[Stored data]
________________________________________

PR #9077, opened 2020-10-02
Upgrade Gizmo Meshes

davesauce14:
As discussed in the forum below, here is my PR for Unity inspired gizmo meshes:

> Demo here: https://proud-pond-0c7430d0f.azurestaticapps.net/#/rotation
> Forum Entry: https://forum.babylonjs.com/t/unity-inspired-gizmo-meshes/14554

Increased usability of the following of the Babylon Gizmos.

- Position Gizmo
- Scaling Gizmo
- Rotation Gizmo

Features include:

- Increased mouse collision threshold
- Enabled Hover State
- Grey out other axis to emphasize current action
- Scale gizmo mesh moves on drag
- Universal scalar increases/decreases gizmo mesh of all other axis
- Rotation gizmo instantiates "rotation circle" re-enforcing rotation percentage for user

Screenshots:

Rotation
image

Scale
image

Position
image


davesauce14:
Hi all, I just wanted to provide some details / ideas I had along with my PR:

In order to achieve the responsive gizmo features you see in the demo I needed to maintain state between all 3 axis.
For this I have added a pointerObserver in the parent gizmos.

> ├── `PositionGizmo` _// Parent Gizmo_
> │   ├── xGizmo    _// Axis Gizmo_
> │   ├── yGizmo     _// Axis Gizmo_
> │   └── zGizmo     _// Axis Gizmo_
> ├── `RotationGizmo` _// Parent Gizmo_
> │   ├── xGizmo     _// Axis Gizmo_
> │   ├── yGizmo     _// Axis Gizmo_
> │   └── zGizmo     _// Axis Gizmo_
> ├── `ScalingGizmo` _// Parent Gizmo_
> │   ├── xGizmo     _// Axis Gizmo_
> │   ├── yGizmo     _// Axis Gizmo_
> │   ├── yGizmo     _// Axis Gizmo_
> │   └── uniform    _// Axis Gizmo_    ... Also Planar, etc...

Axis Gizmos add themselves to the `gizmoAxisCache` which is owned by the parent.
And when a user interacts with the gizmo (hover, mouseDown, mouseUp) the parent handles the logic of graying our other axis-mesh, etc.

As this is my first contribution with you guys, I will likely have a few iterations of comments, but there was a few I had in mind off the bat which I have added inline the source.

aWeirdo:
Awesome!
One thought on the scale gizmo, 
it would be cool if it followed the mouse better, 
(both scaling of the mesh and the gizmo itself)

Maybe it's just me nitpicking 😅

davesauce14:
Hi @aWeirdo, 

Thank you for finding that bug, I have resolved it in my latest commit!
You will not see the changes reflected in the demo above since that uses my custom classes before contributing to Babylon :)

For your idea of moving the scaling gizmo with the user's mouse movement, I agree that would be cool and that is how Unity's gizmo works as well, however that would require a little more work as we would have to change the underlying behavior of how the attached mesh scaling behavior works as-well. 

The scalar gizmo must move proportional to the scale being applied to the mesh, and we are scaling proportional to the original object size, in contrast to Unity which is scaling 1:1 with users mouse, which is why you see the difference in gizmo mesh behavior. (both gizmo mesh and object mesh need to be in sync, or it feels weird)

- Unity's behavior: Follows user's pointer, scaling is applied proportionate to drag percentage, allows for negative scaling.
- Babylon's behavior: Scaling is proportionate to the object being scaled, doesn't allow for negative scaling.

[Babylon's Scale Logic](https://github.com/BabylonJS/Babylon.js/blob/master/src/Gizmos/axisScaleGizmo.ts#L100)

I wouldn't want to change drag behavior as part of this PR, but we can take it up after if we come to an agreement

src/Gizmos/axisDragGizmo.ts
```diff
@@ -78,20 +87,32 @@ export class AxisDragGizmo extends Gizmo {
...
 
-        // Build mesh on root node
-        this._arrow = AxisDragGizmo._CreateArrow(gizmoLayer.utilityLayerScene, this._coloredMaterial, thickness);
+        // Build Mesh + Collider
+        const arrow = AxisDragGizmo._CreateArrow(gizmoLayer.utilityLayerScene, this._coloredMaterial, thickness);
+        const collider = AxisDragGizmo._CreateArrow(gizmoLayer.utilityLayerScene, this._coloredMaterial, thickness * 4, true);
+
+        // Add to Root Node
+        this._gizmoMesh = new Mesh("", gizmoLayer.utilityLayerScene);
+        [...arrow.getChildMeshes(), ...collider.getChildMeshes()].forEach((mesh) => {
```
RaananW, line 109: Wouldn't is be enough to add the root mesh of the arrow and collider instead of all of its children? It is the parent of all meshes created in CreateArrow

src/Gizmos/planeRotationGizmo.ts
```diff
@@ -201,6 +269,100 @@ export class PlaneRotationGizmo extends Gizmo {
         }
     }
 
+    private angleBetween3DCoords(origin: Vector3, coord1: Vector3, coord2: Vector3): number {
```
RaananW, line 272: Don't we have anything that can cover this in our math lib? (`GetAngleBetweenVectors`?)

src/Gizmos/planeRotationGizmo.ts
```diff
@@ -201,6 +269,100 @@ export class PlaneRotationGizmo extends Gizmo {
...
+        angle = Math.round(angle * 1000) / 1000;
+        angle = Angle.FromDegrees(angle).radians();
+
+        // Flip if its cross has negitive y orientation
+        if (cross.y < 0) { angle = -angle; }
+
+        return angle;
+    }
+
+    private setupRotationCircle(paths: any[], parentMesh: AbstractMesh): Mesh {
```
RaananW, line 300: I assume the any[] array is actually a Vector3[]?

src/Gizmos/planeRotationGizmo.ts
```diff
@@ -201,6 +269,100 @@ export class PlaneRotationGizmo extends Gizmo {
...
+        mat.backFaceCulling = false;
+        const mesh = Mesh.CreateRibbon("ignore", paths, false, false, 0, this.gizmoLayer.utilityLayerScene, true);
+        mesh.material = mat;
+        mesh.material.alpha = .25;
+        mesh.rotation.x = Math.PI / 2;
+        parentMesh.addChild(mesh);
+        return mesh;
+    }
+
+    private updateRotationPath(pathArr: any[], newFill: number): void {
```
RaananW, line 330: Same as above - please try as much as possible not to use any

src/Gizmos/planeRotationGizmo.ts
```diff
@@ -201,6 +269,100 @@ export class PlaneRotationGizmo extends Gizmo {
...
+        for (let p = -Math.PI / 2; p < Math.PI / 2 - 1.5; p += step / 2) {
+            const path = pathArr[tessellationCounter];
+            if (path) {
+                let radianCounter = 0;
+                for (let i = 0; i < this.circleConstants.pi2; i += step) {
+                    if (path[radianCounter]) {
+                        if (i < Math.abs(newFill)) {
+                            const eie = (newFill > 0) ? i : i * -1;
+                            const pea = (newFill > 0) ? p : p * -1;
+                            path[radianCounter].x = this.circleConstants.radius * Math.sin(eie) * Math.cos(pea);
```
RaananW, line 343: using the vector's `set` function will be a bit quicker, as `x`, `y`, and `z` are actually getters/setters and not class members

src/Gizmos/planeRotationGizmo.ts
```diff
@@ -201,6 +269,100 @@ export class PlaneRotationGizmo extends Gizmo {
...
+                }
+            }
+
+            tessellationCounter ++;
+        }
+    }
+
+    private updateRotationCircle(mesh: Mesh, paths: any[], newFill: number, dragPlanePoint: Vector3): void {
+        this.updateRotationPath(paths, newFill);
+        mesh = Mesh.CreateRibbon("ribbon", paths, false, false, 0, this.gizmoLayer.utilityLayerScene, undefined, undefined, mesh);
```
RaananW, line 363: Will it be possible to update the mesh itself and not create a new one? The old mesh is passed here as a reference - I find changing the reference is very confusing for a developer looking at/using this function.
Also - if not possible - return the mesh, and make sure to dispose the old one.

src/Gizmos/scaleGizmo.ts
```diff
@@ -38,6 +41,15 @@ export class ScaleGizmo extends Gizmo {
     private _uniformScalingMesh: Mesh;
     private _octahedron: Mesh;
     private _sensitivity: number = 1;
+    private _coloredMaterial: StandardMaterial;
+    private _hoverMaterial: StandardMaterial;
+    private _disableMaterial: StandardMaterial;
+    private _observables: Nullable<Observer<PointerInfo>>[] = [];
```
RaananW, line 47: if you are already setting it, there is no need to set it Nullable

src/Gizmos/scaleGizmo.ts
```diff
@@ -124,6 +123,55 @@ export class ScaleGizmo extends Gizmo {
...
+        this._octahedron = PolyhedronBuilder.CreatePolyhedron("", { type: 1 }, uniformScaleGizmo.gizmoLayer.utilityLayerScene);
+        this._octahedron.scaling.scaleInPlace(0.007);
+        this._uniformScalingMesh.addChild(this._octahedron);
+        uniformScaleGizmo.setCustomMesh(this._uniformScalingMesh, true);
+        var light = this.gizmoLayer._getSharedGizmoLight();
+        light.includedOnlyMeshes = light.includedOnlyMeshes.concat(this._octahedron);
+
+        // Drag Event Listeners
+        uniformScaleGizmo.dragBehavior.onDragObservable.add((e) => {
+            document.dispatchEvent(new CustomEvent('universalGizmoDrag', {
```
RaananW, line 156: were these events already defined? or did you just add them? I am actually asking about the naming convention

src/Gizmos/scaleGizmo.ts
```diff
@@ -188,6 +236,81 @@ export class ScaleGizmo extends Gizmo {
...
+     * Subscribes to pointer up, down, and hover events. Used for responsive gizmos.
+     */
+    public subscribeToPointerObserver(): void {
+        const pointerObserver = this.gizmoLayer.utilityLayerScene.onPointerObservable.add((pointerInfo) => {
+            if (pointerInfo.pickInfo) {
+                // On Hover Logic
+                if (pointerInfo.type === PointerEventTypes.POINTERMOVE) {
+                    if (this.dragging) { return; }
+                    this.gizmoAxisCache.forEach((statusMap, parentMesh) => {
+                        const isHovered = pointerInfo.pickInfo && (parentMesh.getChildMeshes().indexOf((pointerInfo.pickInfo.pickedMesh as Mesh)) != -1);
```
RaananW, line 258: getChildMeshes will recreate the children array on each frame. Please make sure to cache this call to avoid constant garbage collection

RaananW, line 258: Also - no need to test for pickInfo again. if typescript gives you a hard time, use the `!` character after pickInfo (of course only in this case, as you are chekcing it before)

src/Gizmos/scaleGizmo.ts
```diff
@@ -188,6 +236,81 @@ export class ScaleGizmo extends Gizmo {
...
+
+                // On Mouse Down
+                if (pointerInfo.type === PointerEventTypes.POINTERDOWN) {
+                    // If user Clicked Gizmo
+                    if (this.gizmoAxisCache.has(pointerInfo.pickInfo.pickedMesh?.parent as Mesh)) {
+                        this.dragging = true;
+                        const statusMap = this.gizmoAxisCache.get(pointerInfo.pickInfo.pickedMesh?.parent as Mesh);
+                        statusMap!.active = true;
+                        this.gizmoAxisCache.forEach((statusMap, parentMesh) => {
+                            const isHovered = pointerInfo.pickInfo && (parentMesh.getChildMeshes().indexOf((pointerInfo.pickInfo.pickedMesh as Mesh)) != -1);
```
RaananW, line 279: same as above (`getChildMeshes`)

src/Gizmos/axisScaleGizmo.ts
```diff
@@ -65,26 +67,44 @@ export class AxisScaleGizmo extends Gizmo {
...
+            const newMeshPosition = arrowMesh.position.z + ((newScale - originalScale) / 4);
+            if (newMeshPosition >= 0) {
+                arrowMesh.position.z = newMeshPosition;
+                arrowTail.scaling.y = newScale;
+                arrowTail.position.z = arrowMesh.position.z / 2;
+            }
+        };
+
+        const resetGizmoMesh = () => {
+            arrowMesh.position = new Vector3(nodePosition.x, nodePosition.y, nodePosition.z);
```
RaananW, line 104: please use the setters here and try avoiding creating new objects

src/Gizmos/axisScaleGizmo.ts
```diff
@@ -139,34 +159,81 @@ export class AxisScaleGizmo extends Gizmo {
                 this._matrixChanged();
             }
         });
+        // On Drag Listener: to move gizmo mesh with user action
+        this.dragBehavior.onDragObservable.add((e) => increaseGizmoMesh(e.dragDistance));
+        this.dragBehavior.onDragEndObservable.add(resetGizmoMesh);
+
+        // Listeners for Universal Scalar
+        document.addEventListener('universalGizmoDrag', (e) => increaseGizmoMesh((e as any).detail));
```
RaananW, line 167: would it be possible to use observables intead of event registration here? especially since you are the one creating and triggering them? Reason is that with observables we are sure when they are executed (inside the render loop)

src/Gizmos/axisScaleGizmo.ts
```diff
@@ -139,34 +159,81 @@ export class AxisScaleGizmo extends Gizmo {
...
-            var material = this._isHovered ? this._hoverMaterial : this._coloredMaterial;
-            this._rootMesh.getChildMeshes().forEach((m) => {
-                m.material = material;
-                if ((<LinesMesh>m).color) {
-                    (<LinesMesh>m).color = material.diffuseColor;
-                }
-            });
+            if (!this._parent) {
+                var material = this._isHovered ? this._hoverMaterial : this._coloredMaterial;
+                this._rootMesh.getChildMeshes().forEach((m) => {
```
RaananW, line 187: if this happen often, try avoiding calling getChildMeshes and cache this call for future reference. Otherwise a new array is created each time this function is called

src/Gizmos/positionGizmo.ts
```diff
@@ -192,6 +201,81 @@ export class PositionGizmo extends Gizmo {
...
+        const pointerObserver = this.gizmoLayer.utilityLayerScene.onPointerObservable.add((pointerInfo) => {
+            if (pointerInfo.pickInfo) {
+                // On Hover Logic
+                if (pointerInfo.type === PointerEventTypes.POINTERMOVE) {
+                    if (this.dragging) { return; }
+                    this.gizmoAxisCache.forEach((statusMap, parentMesh) => {
+                        const isHovered = pointerInfo.pickInfo && (parentMesh.getChildMeshes().indexOf((pointerInfo.pickInfo.pickedMesh as Mesh)) != -1);
+                        const material = isHovered || statusMap.active ? statusMap.hoverMaterial : statusMap.material;
+                        parentMesh.getChildMeshes().forEach((m) => {
+                            if (m.name !== 'ignore') {
```
RaananW, line 226: is there a better way than comparing strings to check if this mesh needs to be ignored?
If you can't find any, please set this string to be a static member of one of the main classes, and reuse the variable, instead of having `"ignore"`  everywhere.

RaananW (changes requested):
Hey!

Thanks for this amazing PR. Huge!!

I have a few change requests, I hope I don't frustrate you too much. Apart from that, there are a few issues that keep on surface:

1) Reuse objects as much as you can, instead of recreating them. If a vector is already there, use its set function instead of creating a new one. Same goes to any other object. Meshes are updatable (when set this way), materials and colors as well.
2) getChildMeshes creates a new array every time it is called. This will be heavy on the garbage collector, if the function is being executed on each frame (and even if it isn't ). Wherever possible, cache this call to avoid this
3) Naming convention - Please do you best to fit your new functions to this - https://doc.babylonjs.com/how_to/approved_naming_conventions

src/Gizmos/positionGizmo.ts
CedricGuillemet: I agree with Raanan. Can you build up a list of ignored meshes. Or separate hierarchy of ignore mesh under 2 different parents.

davesauce14:
@RaananW not a problem at all, this is a great learning opportunity for me. Just give me some time, I need to fit this in between my other work.

davesauce14:
Hi, @RaananW @CedricGuillemet,

I have updated the PR with your feedback above and responded to additional comments. 
Please review when you get the chance!

src/Gizmos/planeRotationGizmo.ts
RaananW: Also - 

1) this function, called on each frame, is creating 5 Vectors on each call. This must be avoided. The Temp Vectors are great for such a task.
2) Naming convention

src/Gizmos/scaleGizmo.ts
RaananW: Unless I am missing some null call, this hasn't been addressed, no?

RaananW (commented):
Thanks for the update!!

Apart from small naming convention issues (would be great to address them), and the few open question(s) about the `angleBetween3DCoords`, I have no technical(!) issues with this PR.

I will let @CedricGuillemet comment about functionality.

BTW - all tests are failing. Please go through the test results to see what went wrong and how you can fix it.

Thanks again! You're awesome :-)

src/Gizmos/planeRotationGizmo.ts
```diff
@@ -51,48 +62,76 @@ export class PlaneRotationGizmo extends Gizmo {
...
+
+                // Remove Rotation Circle from parent mesh before drag interaction
+                this._gizmoMesh.removeChild(this._rotationCircle);
+
+                lastDragPosition.copyFrom(e.dragPlanePoint);
+                dragPlanePoint = e.dragPlanePoint;
+                const origin = this._rotationCircle.getAbsolutePosition().clone();
+                const originalRotationVector = this._rotationCircle.getAbsolutePosition().clone().addInPlace(direction);
+                const dragStartVector = e.dragPlanePoint;
+                let angle = this.angleBetween3DCoords(origin, originalRotationVector, dragStartVector);
```
CedricGuillemet, line 120: this can be replaced with a call to `GetAngleBetweenVectors` with (originalRotationVector.subtract(origin), dragStartVector.subtract(origin), this._rotationCircle.up). also, originalRotationVector and dragStartVector are misleading. they are points, not vectors.

src/Gizmos/planeRotationGizmo.ts
```diff
@@ -51,48 +62,76 @@ export class PlaneRotationGizmo extends Gizmo {
...
+
+                if (Vector3.Dot(this._rotationCircle.up, Vector3.Down()) > 0) {
```
CedricGuillemet, line 122: Also can be removed.

src/Gizmos/planeRotationGizmo.ts
```diff
@@ -118,11 +157,13 @@ export class PlaneRotationGizmo extends Gizmo {
                     localPlaneNormalTowardsCamera = Vector3.TransformCoordinates(planeNormalTowardsCamera, rotationMatrix);
                 }
                 // Flip up vector depending on which side the camera is on
+                let cameraFlipped = false;
```
CedricGuillemet, line 160: Why do you need this flip? Is it because of back face culling?

davesauce14:
Thank you @RaananW @CedricGuillemet for the prompt review.
I have addressed the items in your comments. 
Awaiting review.

CedricGuillemet:
Few minor things:

- when using a gizmomanager with position and rotation gizmos enabled, using rotation gizmo doesn't grey the position gizmo.
- with this PG : https://playground.babylonjs.com/#8GY6J8#48 the scale axis doesn't stay yellow when interacting and mouse pointer is not on the gizmo

deltakosh:
@RaananW @CedricGuillemet  can you gentlement do the last check?

davesauce14:
Thanks @deltakosh, 
Pending one more enhancement, will finish in ~1hr :)
Thanks for keeping an eye out, will respond when the deed is done!

davesauce14:
Hi guys, revisions are out, lets get it in!

CedricGuillemet:
I just did another pass of tests and it's all working for me. @RaananW can you approve this PR once you are ok ?

RaananW (approved):
I have no technical issues. If @CedricGuillemet is fine with the final result, I'm fine with it as well.

Great work 😊 Thanks a lot!

davesauce14 (commented):
Finished

davesauce14:
@CedricGuillemet @RaananW Thank you guys!

src/Gizmos/planeRotationGizmo.ts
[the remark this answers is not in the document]
RaananW: Is this still valid? I see the function is no longer in the code

src/Gizmos/rotationGizmo.ts
```diff
@@ -152,6 +160,82 @@ export class RotationGizmo extends Gizmo {
...
+      @param cache display gizmo axis thickness
+     */
+    public addToAxisCache(mesh: Mesh, cache: any) {
+        this.gizmoAxisCache.set(mesh, cache);
+    }
+
+    /**
+     * Subscribes to pointer up, down, and hover events. Used for responsive gizmos.
+     */
+    public subscribeToPointerObserver(): void {
```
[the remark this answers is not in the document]
RaananW: Was that resolved?

RaananW:
@CedricGuillemet  - any comments on this one, or can we merge?

src/Gizmos/planeRotationGizmo.ts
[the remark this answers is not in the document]
davesauce14: Function no longer used.

src/Gizmos/rotationGizmo.ts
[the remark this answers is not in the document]
davesauce14: Yes

dad72:
@RaananW A little higher Cedric said it was ok for him, that you could merge if it was ok for you.
I guess you can merge it.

________________________________________

> **What the exercise asks**:
Scan the data above and copy each line containing the word "dragBehavior".

> **Problem solution**:
+        uniformScaleGizmo.dragBehavior.onDragObservable.add((e) => {
+        this.dragBehavior.onDragObservable.add((e) => increaseGizmoMesh(e.dragDistance));
+        this.dragBehavior.onDragEndObservable.add(resetGizmoMesh);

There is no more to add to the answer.